O parágrafo acima é o início da narrativa da repórter de Local, Marcionila Teixeira, nas duas páginas publicadas na edição desta terça-feira do Diario de Pernambuco. Ela e o repórter fotográfico Allan Torres enfiaram literalmente o pé na lama para contar, em texto, fotos e também em vídeo, como vivem as mulheres que se sustentam com o que tiram dos homens no mangue. Um mundo onde os programas sociais ainda não conseguem mudar a realidade apenas vista de relance por quem circula de carro no trecho que está no limite entre Recife e Olinda. Em um ambiente de violência e medo, conquistar a confiança de quem nunca foi ouvido exige paciência e respeito. Às vezes o jornalismo tem que ir ao extremo para forçar uma mudança. As mulheres devem deixar de ser caranguejos para seguir em frente.
Abaixo, o restante do texto da matéria principal:
É manhã de um dia de semana. O movimento de clientes ainda é fraco se comparado com o da tarde e da noite. Meninas e mulheres misturam-se aos caranguejos habitantes da mesma lama salobra. Ao longo das trilhas construídas pelos passos constantes na beira do mangue, prostitutas estão “malocadas” sob guarda-chuvas. Também improvisam barracos de lona. Escondem assim o uso da droga.

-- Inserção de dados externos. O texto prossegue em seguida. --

PR #402, opened 2021-02-10
Introducing transform data model

thalurur:
*Issue #, if available:*
N/A

*Description of changes:*
Introducing a transform data model and tests

    indicated in the file; or

    in the file; or

    it.

### DIFF
--- a/src/main/kotlin/com/amazon/opendistroforelasticsearch/indexmanagement/transform/model/Transform.kt
+++ b/src/main/kotlin/com/amazon/opendistroforelasticsearch/indexmanagement/transform/model/Transform.kt
@@ -1,3 +1,18 @@
+/*
+ * Copyright 2020 Amazon.com, Inc. or its affiliates. All Rights Reserved.
+ *
+ * Licensed under the Apache License, Version 2.0 (the "License").
+ * You may not use this file except in compliance with the License.
+ * A copy of the License is located at
+ *
+ * http://www.apache.org/licenses/LICENSE-2.0
+ *
+ * or in the "license" file accompanying this file. This file is distributed
+ * on an "AS IS" BASIS, WITHOUT WARRANTIES OR CONDITIONS OF ANY KIND, either
+ * express or implied. See the License for the specific language governing
+ * permissions and limitations under the License.
+ */
+
 package com.amazon.opendistroforelasticsearch.indexmanagement.transform.model
 
 import com.amazon.opendistroforelasticsearch.indexmanagement.elasticapi.instant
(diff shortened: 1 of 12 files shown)


src/main/kotlin/com/amazon/opendistroforelasticsearch/indexmanagement/transform/model/Transform.kt
```diff
@@ -0,0 +1,308 @@
...
+import org.elasticsearch.index.query.AbstractQueryBuilder
+import org.elasticsearch.index.query.MatchAllQueryBuilder
+import org.elasticsearch.index.query.QueryBuilder
+import org.elasticsearch.index.seqno.SequenceNumbers
+import org.elasticsearch.search.aggregations.AggregatorFactories
+import java.io.IOException
+import java.time.Instant
+
+
+data class Transform (
```
qreshi, line 37: Given the large overlap of attributes between `Rollup` and `Transform`, should we create some base class for materialized views and have both of these data classes extend it to cover their differences without too much duplication? Or are they intentionally being kept separate?

src/main/kotlin/com/amazon/opendistroforelasticsearch/indexmanagement/transform/model/Transform.kt
```diff
@@ -0,0 +1,317 @@
...
+    Writeable {
+
+    init {
+        aggregations.aggregatorFactories.forEach {
+            require(supportedAggregations.contains(it.type)) { "Unsupported aggregation [${it.type}]" }
+        }
+        when (jobSchedule) {
+            is CronSchedule -> {}
+            is IntervalSchedule -> {
+                require(jobSchedule.interval >= MINIMUM_JOB_INTERVAL) { "Transform job schedule interval must be greater than 0" }
```
dbbaughe, line 65: Hmm is this not already a requirement in job scheduler? If not I feel like this should be added there instead of here.

src/main/kotlin/com/amazon/opendistroforelasticsearch/indexmanagement/transform/model/TransformMetadata.kt
```diff
@@ -0,0 +1,215 @@
...
+                lastUpdatedAt = requireNotNull(lastUpdatedAt) { "Last updated time must not be null" },
+                status = requireNotNull(status) { "Status must not be null" },
+                failureReason = failureReason,
+                stats = requireNotNull(stats) { "Stats must not be null" }
+            )
+        }
+    }
+}
+
+data class TransformStats(
```
dbbaughe, line 140: nit: Could probably split this out to own file

dbbaughe: Also is this exact copy of the RollupStats by any chance? If so perhaps we can make something like CompositeStats data class that these can extend or something?

src/main/kotlin/com/amazon/opendistroforelasticsearch/indexmanagement/transform/model/Transform.kt
thalurur: sure, will add in the job scheduler if not present.

src/main/kotlin/com/amazon/opendistroforelasticsearch/indexmanagement/transform/model/TransformMetadata.kt
thalurur: Sure, will move it. Its not an exact copy, but has the same intent. RollupStats named the field `rollupsIndexed` instead of `documentsIndexed`.
I was wondering about it too, if its okay to rename the field in rollup document (not sure if any issues with changing schema for existing rollup jobs) then I can have have a common data class for both transforms and rollups

dbbaughe (approved):

PR #417, opened 2021-03-11
Transform api get

lobdelle:
*Issue #, if available:*
Get Transform API

*Description of changes:*
Added Get Transform API action, transport action, request, response, Rest action, unit tests, and integ tests

All unit and integ tests pass and build succeeds.

    indicated in the file; or

    in the file; or

    it.


src/main/kotlin/com/amazon/opendistroforelasticsearch/indexmanagement/transform/action/get/TransportGetTransformAction.kt
```diff
@@ -0,0 +1,67 @@
...
+        val getRequest = GetRequest(INDEX_MANAGEMENT_INDEX, request.id)
+            .fetchSourceContext(request.srcContext).preference(request.preference)
+        client.get(getRequest, object : ActionListener<GetResponse> {
+            override fun onResponse(response: GetResponse) {
+                if (!response.isExists) {
+                    return listener.onFailure(ElasticsearchStatusException("Transform not found", RestStatus.NOT_FOUND))
+                }
+
+                var transform: Transform? = null
+                if (!response.isSourceEmpty) {
```
thalurur, line 41: Looks like this happens if the index we are searching from has the `_source` disabled which shouldn't happen here since the system index where we store these docs have the source enabled. I think it would be better to throw an Internal exception instead if source is empty instead of returning empty transform object.

https://www.elastic.co/guide/en/elasticsearch/reference/current/mapping-source-field.html

src/main/kotlin/com/amazon/opendistroforelasticsearch/indexmanagement/transform/action/get/TransportGetTransformsAction.kt
```diff
@@ -0,0 +1,85 @@
...
+class TransportGetTransformsAction @Inject constructor(
+    transportService: TransportService,
+    val client: Client,
+    actionFilters: ActionFilters,
+    val xContentRegistry: NamedXContentRegistry
+) : HandledTransportAction<GetTransformsRequest, GetTransformsResponse> (
+    GetTransformsAction.NAME, transportService, actionFilters, ::GetTransformsRequest
+) {
+
+    override fun doExecute(task: Task, request: GetTransformsRequest, listener: ActionListener<GetTransformsResponse>) {
```
thalurur, line 41: This probably is same as `rollup` logic can you instead create an util method to hold this and reuse this in both rollups and here?

src/main/kotlin/com/amazon/opendistroforelasticsearch/indexmanagement/transform/action/get/TransportGetTransformsAction.kt
```diff
@@ -0,0 +1,85 @@
...
+                    }
+                }
+            }
+
+            override fun onFailure(e: Exception) = listener.onFailure(e)
+        })
+    }
+
+    private fun contentParser(bytesReference: BytesReference): XContentParser {
+        return XContentHelper.createParser(NamedXContentRegistry(SearchModule(Settings.EMPTY, false, emptyList()).namedXContents),
```
thalurur, line 82: Can you check if the `xContentRegistry` passed in to the class can be used here?

src/test/kotlin/com/amazon/opendistroforelasticsearch/indexmanagement/transform/resthandler/RestGetTransformActionIT.kt
```diff
@@ -0,0 +1,108 @@
...
+            getTransform(ESTestCase.randomAlphaOfLength(20))
+            fail("Expected response exception")
+        } catch (e: ResponseException) {
+            assertEquals(RestStatus.NOT_FOUND, e.response.restStatus())
+        }
+    }
+
+    @Throws(Exception::class)
+    fun `test getting all transforms`() {
+        val transforms = randomList(1, 15) { createTransform(randomTransform()) }
```
thalurur, line 44: may be add a TODO here to do delete before this test to clear up the existing transforms

src/test/kotlin/com/amazon/opendistroforelasticsearch/indexmanagement/transform/TransformRestTestCase.kt
```diff
@@ -89,5 +103,38 @@ abstract class TransformRestTestCase : IndexManagementRestTestCase() {
...
+                _PRIMARY_TERM -> primaryTerm = parser.longValue()
+                Transform.TRANSFORM_TYPE -> transform = Transform.parse(parser, id, seqNo, primaryTerm)
+            }
+        }
+        return transform
+    }
+
     protected fun Transform.toHttpEntity(): HttpEntity = StringEntity(toJsonString(), APPLICATION_JSON)
+
+    protected fun newParser(response: Response): XContentParser {
```
thalurur, line 136: optional:

You can re-use the parser method in the ESTestCase this class is extending by just overriding the xContentRegistry method in ESTestCase to return the correct registry


```
// Where ever you are using newParsers(response) you could call instead
createParser(XContentType.JSON.xContent(), response.entity.content)

// and instead of newParser method you could have following override
override fun xContentRegistry(): NamedXContentRegistry {
        return NamedXContentRegistry(SearchModule(Settings.EMPTY, false, emptyList()).namedXContents)
    }

```

src/main/kotlin/com/amazon/opendistroforelasticsearch/indexmanagement/transform/action/get/TransportGetTransformsAction.kt
lobdelle: Wrote common logic and applied it to Transform class. Haven't applied logic to Rollup class yet.

src/main/kotlin/com/amazon/opendistroforelasticsearch/indexmanagement/util/GetUtils.kt
```diff
@@ -0,0 +1,95 @@
...
+import org.elasticsearch.common.bytes.BytesReference
+import org.elasticsearch.common.xcontent.XContentParser
+import org.elasticsearch.index.query.BoolQueryBuilder
+import org.elasticsearch.index.query.ExistsQueryBuilder
+import org.elasticsearch.index.query.WildcardQueryBuilder
+import org.elasticsearch.rest.RestStatus
+import org.elasticsearch.search.builder.SearchSourceBuilder
+import org.elasticsearch.search.sort.SortOrder
+
+fun executeJobsSearch(
```
thalurur, line 25: Thanks for the refactor. 

Also may be rename the class to `ScheduledJobUtils`

I think the method signature is a little too big, may be we can do something along these lines

```
        fun getJobs (
            client: Client,
            searchSourceBuilder: SearchSourceBuilder,
            listener: ActionListener<ActionResponse>,
            scheduledJobType: String
        ) {
            val searchRequest = SearchRequest(IndexManagementPlugin.INDEX_MANAGEMENT_INDEX).source(searchSourceBuilder)
            client.search(searchRequest, object : ActionListener<SearchResponse> {
                override fun onResponse(response: SearchResponse) {
                    val totalJobs = response.hits.totalHits?.value ?: 0

                    if (response.shardFailures.isNotEmpty()) {
                        val failure = response.shardFailures.reduce { s1, s2 -> if (s1.status().status > s2.status().status) s1 else s2 }
                        listener.onFailure(ElasticsearchStatusException("Get $scheduledJobType failed on some shards", failure.status(), failure.cause))
                    } else {
                        try {
                            val jobs = response.hits.hits.map {
                                contentParser(it.sourceRef).parseWithType(it.id, it.seqNo, it.primaryTerm, getParser(scheduledJobType))
                            }
                            listener.onResponse(populateResponse(scheduledJobType, jobs, RestStatus.OK, totalJobs.toInt()))
                        } catch (e: Exception) {
                            listener.onFailure(
                                ElasticsearchStatusException("Failed to parse $scheduledJobType", RestStatus.INTERNAL_SERVER_ERROR, ExceptionsHelper.unwrapCause(e))
                            )
                        }
                    }
                }

                override fun onFailure(e: Exception) = listener.onFailure(e)
            })
        }

        private fun populateResponse(
            jobType: String,
            jobs: List<Any>,
            status: RestStatus,
            totalJobs: Int
        ): ActionResponse {
            return when (jobType) {
                Rollup.ROLLUP_TYPE -> GetRollupsResponse(jobs as List<Rollup>, totalJobs, status)
                else -> {
                    // throw Exception
                }
            }
        }

        private fun getParser(jobType: String): (XContentParser, String, Long, Long) -> Any {
            return when (jobType) {
                Transform.TRANSFORM_TYPE -> Transform.Companion::parse
                Rollup.ROLLUP_TYPE -> Rollup.Companion::parse
                else -> {
                    // throw Exception
                }
            }
        }

        private fun contentParser(bytesReference: BytesReference): XContentParser {
          return XContentHelper.createParser(NamedXContentRegistry.EMPTY,
              LoggingDeprecationHandler.INSTANCE, bytesReference, XContentType.JSON)
       }

```

src/main/kotlin/com/amazon/opendistroforelasticsearch/indexmanagement/transform/action/get/TransportGetTransformAction.kt
thalurur: Looks like we are doing a ``HEAD`` REST call which doesn't return the actual transform but just the id and primary/seq no. For now ignore my comment. 

We should not throw the exception but rather just return empty in those cases

lobdelle: Updated to include this logic and also properly handle HEAD calls.

thalurur (approved):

Privacidade não existe na hora do sexo. “A gente faz em pé mesmo. Mas tem sofá lá dentro, bicicleta de ginástica. Tem até colchão box. Tem árvore daquelas dobradas. Mas não gosto das árvores. Cheguei a ver sangue nelas”, relata Juliana*, 23 anos. Os braços de Juliana têm cicatrizes de ferimentos provocados por ela própria. Conta que cortou-se em crises depressivas provocadas pelo uso do crack. “Cada ‘tiro’ que dava, me cortava”, lembra, referindo-se à baforada no cachimbo.
Quando o efeito da droga passa, as mulheres buscam por comida e bebida. Mas vários dias podem se passar sem que elas se deem conta da necessidade. “Tem cliente que passa e dá comida. As colegas também oferecem pra gente”, conta Fernanda*, 19, com corpo de menina de 12 anos e rugas em torno dos olhos comuns a mulheres maduras. Quanto mais suja e deteriorada pelas drogas a mulher está, mais ela é procurada pelos clientes, contam. E eles pertencem a variadas classes sociais e profissões. Também há os casados.
À noite, o número de clientes aumenta, e com eles a degradação das meninas. O banho é artigo supérfluo após o sexo. Quando desejam fazer a higiene, procuram a torneira próxima à Ponte do Limoeiro, onde estão os pescadores.